● Work required:
In the entries below, find the line with "-41,7 +41,7 @@" and the line with "This is a small". Return those two lines and all lines between them, exactly.

● Available data:
PR #328, opened 2015-01-29
Event emitter: make callbacks unique

rrees:
I've applied the Set idea I mentioned in #323 to the code here.

I wanted to do a bit more but I hit an issue with unit tests that I'll share on the mailing list.

### DIFF
--- a/src/event-emitter.js
+++ b/src/event-emitter.js
@@ -11,24 +11,22 @@ define(['lodash-amd/modern/arrays/pull',
   }
 
   EventEmitter.prototype.on = function (eventName, fn) {
-    var listeners = this._listeners[eventName] || [];
+    var listeners = this._listeners[eventName] || Immutable.Set();
 
-    listeners.push(fn);
-
-    this._listeners[eventName] = listeners;
+    this._listeners[eventName] = listeners.add(fn);
   };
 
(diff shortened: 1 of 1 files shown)


cutandpastey:
I did this here https://github.com/guardian/scribe/pull/323/files after the comments, thought you would get a notification :(

rrees:
@cutandpastey Ah, I may have got the notifications but I may have missed it. At least the code is reassuring similar. I'll drop this PR.

rrees:
@cutandpastey Actually having a look at the change I'm not sure it works because you don't rewrite the var references, however it will probably work with the test suite because we only add one callback to the event emitter

rrees:
@cutandpastey Actually ignore me they both look the same

cutandpastey:
You `clear()` the set.  Should I add this in or are we all good?

hmgibson23:
The build also failed! Maybe run again?

rrees:
@cutandpastey the idea with the clear is that the structure stays the same but empty

cutandpastey:
Yeah, timeout issue :( have re-run.

cutandpastey:
@rrees Oh, I thought this was for GC.

Issue #308, opened 2014-12-23
Behavior when inserting contenteditable="false" elements


christopherliu:
I'm using contenteditable="false" elements in my editor pane to represent atomic elements (a chart, for example, might have a DOM but we'd want to delete it all at once). While I was looking at the code, I noticed that certain areas use the existence of the contenteditable attribute as a proxy for the Scribe container.

https://github.com/guardian/scribe/blob/master/src/api/selection.js:23
https://github.com/guardian/scribe/blob/master/src/api/node.js:15

theefer:
> just select the scribe element itself

:+1:

rrees:
@christopherliu I believe this should be fixed in 1.2.4

PR #331, opened 2015-02-02
API: use the Scribe root element to stop DOM traversal

rrees:
This picks up #308 and tries to use the element that the Scribe instance is bound to determine whether the searched element is at the root or not.

I'm not sure how much I trust the test suite on this but things are not broken &trade;


hmgibson23:
LGTM :+1:

rrees:
@hmgibson23 I'll merge tomorrow morning, I'm not sure I've got time to do the full release process now

PR #332, opened 2015-02-08
Fixing a bug caused when you automatically trigger focus

gja:
to scribe controlled DOM

How I'm triggering this:
```js
      var range = document.createRange();
      range.selectNodeContents(element);
      range.collapse(false);
      var selection = window.getSelection();
      selection.removeAllRanges();
      console.log(range);
      selection.addRange(range);
```

### DIFF
--- a/src/plugins/core/events.js
+++ b/src/plugins/core/events.js
@@ -41,7 +41,7 @@ define([
           var isFirefoxBug = scribe.allowsBlockElements() &&
                   selection.range.startContainer === scribe.el;
 
-          if (isFirefoxBug) {
+          if (isFirefoxBug && scribe.el.firstChild) {
             var focusElement = getFirstDeepestChild(scribe.el.firstChild);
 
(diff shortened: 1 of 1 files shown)


hmgibson23:
This seems sane. Could you possibly make a jsbin with the bug reproduced?

gja:
Is there an existing jsbin I can duplicate or something?

rrees:
@gja This was one I found from an earlier issue:

http://jsfiddle.net/8g6ezbsb/3/

hmgibson23:
@gja  - There is also this one from the brower inconsistencies file http://jsbin.com/iwEWUXo/2/edit?js,console,output

gja:
Thanks, I've been a bit busy, but i'll create this later today

hmgibson23:
Great. If you add to the browser inconsistencies file then we can keep track of it...

rrees:
Closing as inactive.

PR #333, opened 2015-02-09
Add additional function arguments to document.createTreeWalker calls

deains:
This is a small fix for IE compatibility. IE doesn't consider the arguments to createTreeWalker optional, so it bombs out if any are missing. This is causing observeDomChanges to break in IE11, and may well be breaking other stuff too.

Adding in the arguments with their default values should not cause any compatibility issues with other browsers.

See here for reference: https://developer.mozilla.org/en-US/docs/Web/API/Document.createTreeWalker


hmgibson23:
Looks fins to me :+1:

PR #337, opened 2015-02-12
Added event namespacing

cutandpastey:
Adding namespacing to events will allow us to cleanup some of the state management in noting.


.gitignore
```diff
@@ -4,3 +4,4 @@
 /vendor/
 /examples/build.js
 .tern-port
+.npm-degub.log
```
theefer: should it be "debug"?

src/event-emitter.js
```diff
@@ -26,11 +26,18 @@ define(['lodash-amd/modern/arrays/pull',
...
 
   EventEmitter.prototype.trigger = function (eventName, args) {
-    var listeners = this._listeners[eventName] || Immutable.Set();
 
-    listeners.forEach(function (listener) {
-      listener.apply(null, args);
-    });
+    //fire events like my:custom:event -> my:custom -> my
+    var events = eventName.split(':');
+    while(events.length){
```
theefer: Please avoid using integers as booleans for clarity, [as per styleguide](https://github.com/guardian/flexible-content/wiki/JavaScript-Style-Guide#syntax).

theefer:
Not entirely sure I understand the use case, but the code looks right! :+1:

src/event-emitter.js
```diff
@@ -26,11 +26,18 @@ define(['lodash-amd/modern/arrays/pull',
...
+      var currentEvent = events.join(':');
+      var listeners = this._listeners[currentEvent] || Immutable.Set();
```
rrees: I'm not sure this is quite right, I think the scope of this statement (due to the initialisation) is outside the while loop? We don't want the listeners to vary during the execution right?

rrees:
@cutandpastey Excuse my ignorance but why do you want the sub-events fired?

If I pass in 'scribe:content-changed' why would I want to fire an event called 'scribe'? 

In my mind this was more that the Scribe EventEmitter would add a namespace to the events being fired if one wasn't provided. So if I sent 'hello' to the Scribe EventEmitter then it would emerge as 'scribe:hello'

rrees:
Good work on getting unit-testing working, it's going to make things much easier in future :clap:

.gitignore
cutandpastey: Doh!!

cutandpastey:
So in noting I want to fire something like `note:toggle-all:action`. This way all the noting controllers can collapse/toggle all their respective notes and I can have ONE handler on `note:toggle-all` which inverts the note collapse state. This will contain the actions within the controllers and contain state management to the global.

rrees:
@cutandpastey Okay I understand so this is actually like a fountain event rather than namespacing?

hmgibson23:
:+1:

rrees:
:+1: with some wiki documentation and a green build!

cutandpastey:
Is it me or is it impossible to re-run a travis build without pushing a commit?

rrees:
@cutandpastey You should see a refresh button on your "Job" status page you need to have logged in via your Github account to get the permissions though

cutandpastey:
@rrees let me know if this is all good: https://github.com/guardian/scribe/wiki/Components

Now its time to mash that Travis button

rrees:
@cutandpastey Looks good :shipit:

● Answer section:
@@ -41,7 +41,7 @@ define([
           var isFirefoxBug = scribe.allowsBlockElements() &&
                   selection.range.startContainer === scribe.el;
 
-          if (isFirefoxBug) {
+          if (isFirefoxBug && scribe.el.firstChild) {
             var focusElement = getFirstDeepestChild(scribe.el.firstChild);
 
(diff shortened: 1 of 1 files shown)


hmgibson23:
This seems sane. Could you possibly make a jsbin with the bug reproduced?

gja:
Is there an existing jsbin I can duplicate or something?

rrees:
@gja This was one I found from an earlier issue:

http://jsfiddle.net/8g6ezbsb/3/

hmgibson23:
@gja  - There is also this one from the brower inconsistencies file http://jsbin.com/iwEWUXo/2/edit?js,console,output

gja:
Thanks, I've been a bit busy, but i'll create this later today

hmgibson23:
Great. If you add to the browser inconsistencies file then we can keep track of it...

rrees:
Closing as inactive.

PR #333, opened 2015-02-09
Add additional function arguments to document.createTreeWalker calls

deains:
This is a small fix for IE compatibility. IE doesn't consider the arguments to createTreeWalker optional, so it bombs out if any are missing. This is causing observeDomChanges to break in IE11, and may well be breaking other stuff too.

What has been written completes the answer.